(BRIEF):
Would you transcribe the data word for word?

+++

Issue #2235, opened 2019-04-25
While capturing video, Android freeze if home/blocked/minimized


cristianoccazinsp:
# Bug Report

Android

**Versions**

+++

(THE ANSWER):
Issue #2235, opened 2019-04-25
While capturing video, Android freeze if home/blocked/minimized


cristianoccazinsp:
# Bug Report

Android

**Versions**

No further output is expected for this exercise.